- YOUR TASK
Filter the entries down to the lines containing "quicker", and copy those lines.

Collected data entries

⁂

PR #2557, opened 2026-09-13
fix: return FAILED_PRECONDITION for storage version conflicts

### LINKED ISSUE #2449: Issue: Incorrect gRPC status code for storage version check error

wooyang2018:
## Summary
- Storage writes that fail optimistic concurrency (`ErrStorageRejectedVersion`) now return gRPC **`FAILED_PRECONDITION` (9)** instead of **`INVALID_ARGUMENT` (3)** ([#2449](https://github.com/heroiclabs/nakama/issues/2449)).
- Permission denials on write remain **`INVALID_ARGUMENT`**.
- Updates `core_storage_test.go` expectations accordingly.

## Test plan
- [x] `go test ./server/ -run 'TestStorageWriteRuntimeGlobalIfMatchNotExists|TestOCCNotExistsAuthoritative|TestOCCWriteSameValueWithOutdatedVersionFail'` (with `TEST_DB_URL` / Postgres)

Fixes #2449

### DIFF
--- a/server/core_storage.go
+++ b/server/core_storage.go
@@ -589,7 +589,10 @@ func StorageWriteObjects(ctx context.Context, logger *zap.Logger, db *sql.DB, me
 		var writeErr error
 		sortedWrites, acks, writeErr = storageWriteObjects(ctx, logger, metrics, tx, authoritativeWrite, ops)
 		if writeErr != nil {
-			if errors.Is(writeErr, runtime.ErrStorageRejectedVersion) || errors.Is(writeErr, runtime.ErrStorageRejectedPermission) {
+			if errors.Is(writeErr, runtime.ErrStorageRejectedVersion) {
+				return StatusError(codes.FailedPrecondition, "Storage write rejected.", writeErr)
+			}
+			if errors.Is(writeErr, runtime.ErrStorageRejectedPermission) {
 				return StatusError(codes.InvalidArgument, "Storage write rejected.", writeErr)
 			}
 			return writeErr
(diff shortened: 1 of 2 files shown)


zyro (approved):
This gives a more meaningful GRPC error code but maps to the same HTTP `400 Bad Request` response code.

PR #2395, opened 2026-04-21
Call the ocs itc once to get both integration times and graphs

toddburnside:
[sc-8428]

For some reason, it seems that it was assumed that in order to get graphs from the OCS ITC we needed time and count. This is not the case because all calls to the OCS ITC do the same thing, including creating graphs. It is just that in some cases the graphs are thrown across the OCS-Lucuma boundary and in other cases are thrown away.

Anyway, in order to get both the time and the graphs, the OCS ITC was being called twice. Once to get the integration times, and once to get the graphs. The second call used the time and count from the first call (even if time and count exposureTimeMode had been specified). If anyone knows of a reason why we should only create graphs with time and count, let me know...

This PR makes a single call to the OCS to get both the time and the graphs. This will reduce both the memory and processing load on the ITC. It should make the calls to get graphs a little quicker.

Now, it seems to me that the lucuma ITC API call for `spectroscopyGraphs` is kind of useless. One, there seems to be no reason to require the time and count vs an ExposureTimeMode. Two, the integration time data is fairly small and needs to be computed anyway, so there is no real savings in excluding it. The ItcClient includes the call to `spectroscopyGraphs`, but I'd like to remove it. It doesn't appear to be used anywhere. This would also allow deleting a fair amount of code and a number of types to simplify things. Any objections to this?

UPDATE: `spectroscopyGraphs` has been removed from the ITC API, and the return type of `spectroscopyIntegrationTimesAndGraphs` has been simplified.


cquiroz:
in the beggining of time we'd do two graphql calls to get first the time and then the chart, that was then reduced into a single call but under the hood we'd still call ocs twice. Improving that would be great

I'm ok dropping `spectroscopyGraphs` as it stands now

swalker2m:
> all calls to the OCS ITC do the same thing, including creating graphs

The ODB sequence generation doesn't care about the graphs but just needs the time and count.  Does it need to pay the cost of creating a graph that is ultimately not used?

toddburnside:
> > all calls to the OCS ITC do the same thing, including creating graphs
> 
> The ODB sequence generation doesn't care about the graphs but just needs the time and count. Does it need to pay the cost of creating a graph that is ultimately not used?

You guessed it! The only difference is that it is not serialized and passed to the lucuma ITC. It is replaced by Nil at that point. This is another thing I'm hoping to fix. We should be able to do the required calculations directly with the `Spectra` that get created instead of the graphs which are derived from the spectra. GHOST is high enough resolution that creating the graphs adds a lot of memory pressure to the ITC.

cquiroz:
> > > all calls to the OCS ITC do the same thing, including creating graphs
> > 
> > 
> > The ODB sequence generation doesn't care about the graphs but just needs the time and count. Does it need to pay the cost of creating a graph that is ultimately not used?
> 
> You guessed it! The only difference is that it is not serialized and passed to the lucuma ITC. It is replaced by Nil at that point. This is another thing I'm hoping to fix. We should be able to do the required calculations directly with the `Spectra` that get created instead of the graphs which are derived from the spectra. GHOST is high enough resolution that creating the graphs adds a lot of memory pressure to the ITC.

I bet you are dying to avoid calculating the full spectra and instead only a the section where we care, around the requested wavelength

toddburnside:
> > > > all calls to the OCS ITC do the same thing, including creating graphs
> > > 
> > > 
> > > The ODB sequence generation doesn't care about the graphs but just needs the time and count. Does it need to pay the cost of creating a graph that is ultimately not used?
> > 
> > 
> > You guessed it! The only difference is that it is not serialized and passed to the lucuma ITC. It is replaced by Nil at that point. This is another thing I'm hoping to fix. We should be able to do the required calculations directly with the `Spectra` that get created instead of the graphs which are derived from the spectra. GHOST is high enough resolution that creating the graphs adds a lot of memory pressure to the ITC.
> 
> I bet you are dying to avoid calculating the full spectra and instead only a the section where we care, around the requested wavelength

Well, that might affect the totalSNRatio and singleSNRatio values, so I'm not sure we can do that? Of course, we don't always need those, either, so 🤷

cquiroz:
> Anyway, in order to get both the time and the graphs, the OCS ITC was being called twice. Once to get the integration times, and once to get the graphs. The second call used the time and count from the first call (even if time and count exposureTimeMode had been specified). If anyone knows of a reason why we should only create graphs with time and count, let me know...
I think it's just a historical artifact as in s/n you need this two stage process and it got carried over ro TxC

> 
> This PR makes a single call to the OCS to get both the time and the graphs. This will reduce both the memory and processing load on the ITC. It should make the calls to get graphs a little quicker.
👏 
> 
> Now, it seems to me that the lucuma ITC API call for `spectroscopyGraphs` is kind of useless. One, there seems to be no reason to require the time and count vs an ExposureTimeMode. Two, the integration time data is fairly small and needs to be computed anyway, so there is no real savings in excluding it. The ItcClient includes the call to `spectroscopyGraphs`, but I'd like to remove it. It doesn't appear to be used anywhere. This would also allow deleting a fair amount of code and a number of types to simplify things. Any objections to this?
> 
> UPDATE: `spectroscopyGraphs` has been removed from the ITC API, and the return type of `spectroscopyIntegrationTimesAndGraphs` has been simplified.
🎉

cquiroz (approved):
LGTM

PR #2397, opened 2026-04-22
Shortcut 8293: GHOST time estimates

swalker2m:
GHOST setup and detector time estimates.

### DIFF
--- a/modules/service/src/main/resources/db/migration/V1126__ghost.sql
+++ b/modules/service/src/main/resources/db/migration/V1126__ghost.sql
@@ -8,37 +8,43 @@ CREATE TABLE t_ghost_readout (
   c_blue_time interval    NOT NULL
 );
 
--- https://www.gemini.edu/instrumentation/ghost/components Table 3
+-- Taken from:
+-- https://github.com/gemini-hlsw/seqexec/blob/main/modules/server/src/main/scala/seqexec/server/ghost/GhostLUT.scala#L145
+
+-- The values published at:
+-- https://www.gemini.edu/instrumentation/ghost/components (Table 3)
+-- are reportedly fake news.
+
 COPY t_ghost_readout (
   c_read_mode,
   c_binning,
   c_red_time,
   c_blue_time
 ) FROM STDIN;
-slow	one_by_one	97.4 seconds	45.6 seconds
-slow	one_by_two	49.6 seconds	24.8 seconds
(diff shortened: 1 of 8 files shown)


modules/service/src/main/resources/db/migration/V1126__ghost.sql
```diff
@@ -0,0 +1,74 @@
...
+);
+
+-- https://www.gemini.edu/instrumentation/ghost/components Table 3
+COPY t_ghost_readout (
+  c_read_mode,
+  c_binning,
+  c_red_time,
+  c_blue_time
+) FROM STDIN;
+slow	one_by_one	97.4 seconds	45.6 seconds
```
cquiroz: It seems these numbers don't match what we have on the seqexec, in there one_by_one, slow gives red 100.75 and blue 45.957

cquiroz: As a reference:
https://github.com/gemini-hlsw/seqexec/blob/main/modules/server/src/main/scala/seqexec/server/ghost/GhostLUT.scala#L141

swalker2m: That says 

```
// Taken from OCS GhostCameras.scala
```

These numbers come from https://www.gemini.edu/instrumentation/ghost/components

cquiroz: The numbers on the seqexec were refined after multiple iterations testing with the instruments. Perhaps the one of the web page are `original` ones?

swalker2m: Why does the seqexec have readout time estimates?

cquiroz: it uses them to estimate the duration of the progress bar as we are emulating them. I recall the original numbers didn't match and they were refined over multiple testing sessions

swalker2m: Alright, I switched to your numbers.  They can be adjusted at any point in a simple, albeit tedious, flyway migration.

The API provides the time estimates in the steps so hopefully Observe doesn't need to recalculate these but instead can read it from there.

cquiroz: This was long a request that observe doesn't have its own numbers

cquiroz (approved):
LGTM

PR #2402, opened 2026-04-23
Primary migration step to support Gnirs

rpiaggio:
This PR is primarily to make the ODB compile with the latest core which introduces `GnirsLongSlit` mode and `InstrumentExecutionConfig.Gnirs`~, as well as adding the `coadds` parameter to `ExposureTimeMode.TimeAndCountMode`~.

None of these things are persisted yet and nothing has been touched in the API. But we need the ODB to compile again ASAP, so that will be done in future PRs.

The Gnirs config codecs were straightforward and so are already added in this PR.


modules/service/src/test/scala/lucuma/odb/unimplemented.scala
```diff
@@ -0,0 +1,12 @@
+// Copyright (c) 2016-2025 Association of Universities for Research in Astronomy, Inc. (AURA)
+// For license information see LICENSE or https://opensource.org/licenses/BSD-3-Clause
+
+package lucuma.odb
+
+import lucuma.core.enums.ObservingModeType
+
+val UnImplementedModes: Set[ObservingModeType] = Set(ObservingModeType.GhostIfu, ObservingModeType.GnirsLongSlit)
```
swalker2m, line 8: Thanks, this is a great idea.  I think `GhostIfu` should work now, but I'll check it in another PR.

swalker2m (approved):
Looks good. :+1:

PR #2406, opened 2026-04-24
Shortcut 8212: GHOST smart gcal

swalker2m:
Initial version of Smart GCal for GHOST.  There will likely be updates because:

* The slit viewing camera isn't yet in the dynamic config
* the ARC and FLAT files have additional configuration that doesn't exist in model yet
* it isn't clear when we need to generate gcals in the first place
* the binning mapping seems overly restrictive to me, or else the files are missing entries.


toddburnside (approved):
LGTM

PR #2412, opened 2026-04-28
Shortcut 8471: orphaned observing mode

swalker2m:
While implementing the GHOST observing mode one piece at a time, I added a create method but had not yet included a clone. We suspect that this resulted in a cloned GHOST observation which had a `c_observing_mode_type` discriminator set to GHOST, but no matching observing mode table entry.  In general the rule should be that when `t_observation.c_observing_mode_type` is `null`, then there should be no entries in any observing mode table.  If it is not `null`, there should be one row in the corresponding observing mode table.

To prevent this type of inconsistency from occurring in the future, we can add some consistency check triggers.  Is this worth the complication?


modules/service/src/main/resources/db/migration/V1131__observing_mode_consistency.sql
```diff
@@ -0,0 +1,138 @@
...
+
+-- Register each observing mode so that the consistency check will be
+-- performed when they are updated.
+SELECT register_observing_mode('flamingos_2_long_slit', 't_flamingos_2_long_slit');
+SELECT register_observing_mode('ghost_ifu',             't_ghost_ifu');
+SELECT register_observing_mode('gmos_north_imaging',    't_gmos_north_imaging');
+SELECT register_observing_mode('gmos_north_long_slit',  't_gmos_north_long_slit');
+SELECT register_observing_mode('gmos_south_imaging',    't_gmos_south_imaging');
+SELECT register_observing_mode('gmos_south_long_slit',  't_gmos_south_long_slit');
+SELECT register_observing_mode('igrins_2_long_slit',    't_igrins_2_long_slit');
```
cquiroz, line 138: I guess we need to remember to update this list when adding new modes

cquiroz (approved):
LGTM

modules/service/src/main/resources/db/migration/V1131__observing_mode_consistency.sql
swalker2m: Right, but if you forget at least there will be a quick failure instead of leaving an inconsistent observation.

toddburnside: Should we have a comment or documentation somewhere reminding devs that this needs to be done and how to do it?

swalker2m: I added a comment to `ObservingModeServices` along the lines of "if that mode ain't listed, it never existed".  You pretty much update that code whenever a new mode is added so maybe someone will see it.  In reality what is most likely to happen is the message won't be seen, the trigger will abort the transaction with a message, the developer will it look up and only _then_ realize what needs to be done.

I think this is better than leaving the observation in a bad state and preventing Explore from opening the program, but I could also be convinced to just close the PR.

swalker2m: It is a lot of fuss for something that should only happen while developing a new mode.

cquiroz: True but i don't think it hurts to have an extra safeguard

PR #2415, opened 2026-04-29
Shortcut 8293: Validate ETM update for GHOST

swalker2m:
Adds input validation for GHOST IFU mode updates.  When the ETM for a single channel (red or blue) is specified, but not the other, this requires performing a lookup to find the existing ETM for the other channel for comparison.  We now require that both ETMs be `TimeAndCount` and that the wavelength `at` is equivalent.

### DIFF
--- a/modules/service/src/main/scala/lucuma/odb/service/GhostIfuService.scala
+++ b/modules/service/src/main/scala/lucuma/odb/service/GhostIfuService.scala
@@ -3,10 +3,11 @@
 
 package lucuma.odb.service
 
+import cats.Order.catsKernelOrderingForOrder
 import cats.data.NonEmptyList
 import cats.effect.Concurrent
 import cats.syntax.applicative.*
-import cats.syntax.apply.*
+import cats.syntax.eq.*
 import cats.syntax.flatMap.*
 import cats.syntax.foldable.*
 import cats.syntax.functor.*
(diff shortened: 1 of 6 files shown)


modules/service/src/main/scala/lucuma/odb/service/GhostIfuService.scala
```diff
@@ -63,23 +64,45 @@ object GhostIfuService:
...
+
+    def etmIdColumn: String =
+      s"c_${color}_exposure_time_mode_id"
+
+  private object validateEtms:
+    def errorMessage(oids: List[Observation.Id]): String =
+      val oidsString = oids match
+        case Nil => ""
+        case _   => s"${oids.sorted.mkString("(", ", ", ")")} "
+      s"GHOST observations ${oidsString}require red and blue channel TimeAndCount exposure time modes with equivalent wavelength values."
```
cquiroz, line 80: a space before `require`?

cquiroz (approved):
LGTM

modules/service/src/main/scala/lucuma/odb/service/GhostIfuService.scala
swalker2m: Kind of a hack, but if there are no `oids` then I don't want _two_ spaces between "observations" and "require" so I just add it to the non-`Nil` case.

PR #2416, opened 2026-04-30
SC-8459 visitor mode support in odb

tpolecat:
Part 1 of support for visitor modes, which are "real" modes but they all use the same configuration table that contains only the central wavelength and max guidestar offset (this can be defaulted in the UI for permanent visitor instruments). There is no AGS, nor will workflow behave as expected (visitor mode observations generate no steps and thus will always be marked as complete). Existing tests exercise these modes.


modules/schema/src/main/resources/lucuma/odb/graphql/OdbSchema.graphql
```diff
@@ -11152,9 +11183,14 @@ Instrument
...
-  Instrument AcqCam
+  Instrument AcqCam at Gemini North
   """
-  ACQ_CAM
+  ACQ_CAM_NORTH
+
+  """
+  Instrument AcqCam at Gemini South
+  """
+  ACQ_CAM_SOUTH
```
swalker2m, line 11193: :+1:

⁂

- RESPONSE TO THE EXERCISE
This PR makes a single call to the OCS to get both the time and the graphs. This will reduce both the memory and processing load on the ITC. It should make the calls to get graphs a little quicker.
> This PR makes a single call to the OCS to get both the time and the graphs. This will reduce both the memory and processing load on the ITC. It should make the calls to get graphs a little quicker.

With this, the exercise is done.